SNP_index is a marker association analysis method to determine differences in genotype frequencies between pooled samples (Abe et al., 2012), by calculation of the Δ(SNP_index). The stronger the correlation between a marker and a trait, the closer the Δ(SNP_index) value is to 1. In this study, ‘M,’ ‘P,’ ‘aa,’ and ‘ab’ denote the female parent (susceptible, JY30), the male parent (resistant, EP6392), the R-pool and the S-pool, respectively. Δ(SNP_index) values were calculated as follows: SNP_index(ab) = Mab/(Pab+Mab); SNP_index(aa) = Maa/(Paa+Maa); Δ(SNP_index) = SNP_index(aa) – SNP_index(ab); where Maa indicates the depth of the aa population derived from M, Paa indicates the depth of the aa population derived from P, Mab indicates the depth of the ab population derived from M, and Pab indicates the depth of the ab population derived from P. The allelic frequency was calculated by Euclidean distance followed by Loess regression analysis which identifies regions in which QTL lies and generates a list of putative regions in the linked genomic segment.

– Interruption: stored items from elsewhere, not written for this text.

PR #3202, opened 2020-12-16
[Retiarii] cross-graph optimization: device placement and input deduplication

hzhua:


hzhua:
test_cgo_engine and test_dedup_input have passed the tests

nni/retiarii/execution/cgo_engine.py
```diff
@@ -79,12 +81,14 @@ def register_graph_listener(self, listener: AbstractGraphListener) -> None:
         self._listeners.append(listener)
 
     def _send_trial_callback(self, paramater: dict) -> None:
-        for listener in self._listeners:
-            listener.on_resource_used(0)  # FIXME: find the real resource id
+        if self.resources <= 0:
+            _logger.warning('There is no available resource, but trial is submitted.')
+        self.resources -= 1
```
QuanluZhang, line 86: `self.resources` is supposed to manage resource, in dedup case, one trial still consumes one gpu?

nni/retiarii/integration.py
```diff
@@ -132,7 +132,8 @@ def handle_report_metric_data(self, data):
 
     @staticmethod
     def _process_value(value) -> Any:  # hopefully a float
-        value = json_tricks.loads(value)
+        if isinstance(value, str):
```
QuanluZhang, line 135: here `value` must be `str`

nni/retiarii/execution/cgo_engine.py
hzhua: Fixed. One trial may consume multiple GPUs. It is fixed to consume how many GPUs a trial uses.

nni/retiarii/integration.py
hzhua: OK. In the test, it was a dict. I have converted it to str in the test. I also change L135 to "assert isintance(value, str)".

nni/retiarii/execution/cgo_engine.py
```diff
@@ -143,8 +148,14 @@ def trial_execute_graph(cls) -> None:
...
 class AssemblePolicy:
     @staticmethod
-    def group(logical_plan):
+    def group(logical_plan, n_model_per_graph):
+        #TODO: Packing multiple model in one GPU
+        # Currently, we only support one model per GPU
+        all_grouped_models = []
         group_model = {}
         for idx, m in enumerate(logical_plan.models):
             group_model[m] = PhysicalDevice('server', f'cuda:{idx}')
```
QuanluZhang, line 157: there is a bug here, users can submit many models, then logical plan merge them together. You enumerate them here and assign gpu with model's `idx`, it is possible that `idx` is out of range

hzhua: Fixed. I add "available_devices" in CGOExecutionEngine. I also change CGO in the environment variable to CGO_DEVICES to allow users to set available devices.

nni/retiarii/execution/cgo_engine.py
```diff
@@ -79,12 +81,15 @@ def register_graph_listener(self, listener: AbstractGraphListener) -> None:
         self._listeners.append(listener)
 
     def _send_trial_callback(self, paramater: dict) -> None:
-        for listener in self._listeners:
-            listener.on_resource_used(0)  # FIXME: find the real resource id
+        if self.resources <= 0:
+            _logger.warning('There is no available resource, but trial is submitted.')
+        print(paramater)
+        self.resources -= paramater['training_kwargs']['n_model']
```
QuanluZhang, line 87: so for now you have not considered the case that multiple model are packed on one GPU?

QuanluZhang: see your comments

nni/retiarii/execution/cgo_engine.py
```diff
@@ -14,15 +14,17 @@
 
 
 class CGOExecutionEngine(AbstractExecutionEngine):
-    def __init__(self, n_model_per_graph=4) -> None:
+    def __init__(self, available_devices = None) -> None:
```
QuanluZhang, line 17: please write docstring for classes and public member functions

nni/retiarii/execution/cgo_engine.py
```diff
@@ -143,8 +148,15 @@ def trial_execute_graph(cls) -> None:
...
         group_model = {}
+        assert(len(available_devices) > 0) # There should be at least 1 device, set in CGO_DEVICES
         for idx, m in enumerate(logical_plan.models):
-            group_model[m] = PhysicalDevice('server', f'cuda:{idx}')
-        return [group_model]
+            group_model[m] = PhysicalDevice('server', available_devices[idx % len(available_devices)])
+            if len(group_model) == len(available_devices) or idx == len(logical_plan.models)-1:
+                all_grouped_models.append(group_model)
+                group_model = {}
+        return all_grouped_models
```
QuanluZhang, line 162: seems this logic is not correct. first, it can only be applied on local mode with a single machine. second, even for a single machine, the gpu resource cannot be fully utilized, for example, there are 4 gpus, logical_plan has 3 gpu, you assign 0/1/2 for them, then a new model comes, you will assign No. 0 gpu, right?

hzhua: You are right. I assumed the models arrive and execute in batch. So the new model should arrive after the previous model finishes.

I will fix it to remove this assumption, so that two models in different batch can be executed together.

test/ut/retiarii/test_dedup_input.py
```diff
@@ -51,32 +51,26 @@ def _test_add_model(self):
...
         lp, models = self._build_logical_with_mnist(3)
         opt = DedupInputOptimizer()
         opt.convert(lp)
-        with open('dedup_logical_graph.json', 'r') as fp:
-            correct_dump = fp.readlines()
-        lp_dump = lp.logical_graph._dump()
-
-        self.assertTrue(correct_dump[0] == json.dumps(lp_dump))
-
+        # TODO: topo_sort may not be stable that leads to different dump. skip
```
QuanluZhang, line 58: could you help find out the reason?

hzhua: It was because the previous implementation of topo_sort does not have slots. The edges can be in any order.
The current implementation may not be stable either, if the graph.nodes can be stored in any order.
A safe implementation is to use a priority queue to store the nodes with a degree of 0, then always pick the one with the smallest ID/name.

lastthyme (approved):

nni/retiarii/evaluator/pytorch/cgo/evaluator.py
```diff
@@ -0,0 +1,210 @@
...
+class _ClassificationModule(MultiModelSupervisedLearningModule):
+    def __init__(self, criterion: nn.Module = nn.CrossEntropyLoss,
+                 learning_rate: float = 0.001,
+                 weight_decay: float = 0.,
+                 optimizer: optim.Optimizer = optim.Adam):
+        super().__init__(criterion, {'acc': _AccuracyWithLogits},
+                         learning_rate=learning_rate, weight_decay=weight_decay, optimizer=optimizer)
+
+
+class Classification(Lightning):
```
ultmaster, line 127: Is it possible to inherit `Classification` and `CgoMixin`, to avoid copy all the code.

nni/retiarii/experiment/pytorch.py
```diff
@@ -3,6 +3,7 @@
 
 import atexit
 import logging
+from nni.retiarii.execution.logical_optimizer.logical_plan import PhysicalDevice
```
ultmaster, line 6: Suggest add shortcut to simplify import

.gitignore
```diff
@@ -101,3 +101,4 @@ venv.bak/
 .history
 generated/
 test/ut/retiarii/_debug_graph_data.json
+data/cifar10/*
```
liuzhe-lz, line 104: Suggest use full path

nni/retiarii/evaluator/pytorch/cgo/evaluator.py
hzhua: It seems to be hard. Most lines of code of `Classification` and `Regression` are documentation. The two lines of code in `__init__` are both customized for CGO.

ultmaster (approved):
It seems that most changes are self-contained and doesn't overlap with other modules. I suggest we merge this PR (as it's large enough) and we can improve later.

hzhua:
Since this PR depends on the modification of training service #3897 , I prefer not merging this PR before #3897 is merged.

QuanluZhang (approved):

RNA Isolation, Reverse Transcription, and qRT-PCR Analysis

Leaves from cucumber plants in CK, T1 and T2 treatments were collected on day 6 after aphid infestation, frozen in liquid nitrogen, and used for RNA extraction. Total RNA was isolated from leaves using TakaRa RNAiso Reagent kit (Dalian, China). RNA concentration and quality were estimated using a BioPhotometer Plus spectrophotometer (Eppendorf, Hamburg, Germany). Reverse transcription was performed using TakaRa PrimeScript RT Reagent Kit (Dalian, China).

Primers for amplification of 16 genes were designed using Primer Premier 5.0 and are listed in Supplementary Table S1. qRT-PCR was performed using a TaKaRa SYBR PrimeScript RT-PCR Kit (Dalian, China), according to the manufacturer’s instructions. The cucumber actin gene was used as an internal standard and amplified with the following primers: forward: 5′–TCGTGCTGGATTCTGGTG–3′, and reverse: 5′–GGCAGT GGTGGTGAACAT–3′. Reactions were performed in 96-well plates and the PCR program consisted of 95°C for 30 s, followed by 40 cycles of 95°C for 5 s and 50–60°C for 30 s. qRT-PCR analysis was performed on an iQ 5 multicolor real-time PCR detection system (Bio-Rad, USA). The relative expression levels of the genes were determined using the 2-ΔΔCt method.

Results

Analysis of Numbers of Aphids per Plant

As expected, EP6392 and JY30 plants differed greatly in their resistance to aphids; EP6392 showed significant resistance to aphid infestation, whereas JY30 was susceptible. Phenotypic manifestations of this included the fact that the leaves of infested EP6392 plants curled upward slightly, whereas those of infested JY30 plants were more obviously curled upward. Moreover, EP6392 plants grew and developed normally, whereas JY30 plants were severely stunted on day 8 after aphid infestation. The F2 population consisted of both susceptible and resistant plants (Table 1); consistent with the results of our previous study (Liang et al., 2015).

Table 1.

The frequency distribution of aphid numbers on individual EP6392, JY30, and F2 seedlings on day 8 after infestation.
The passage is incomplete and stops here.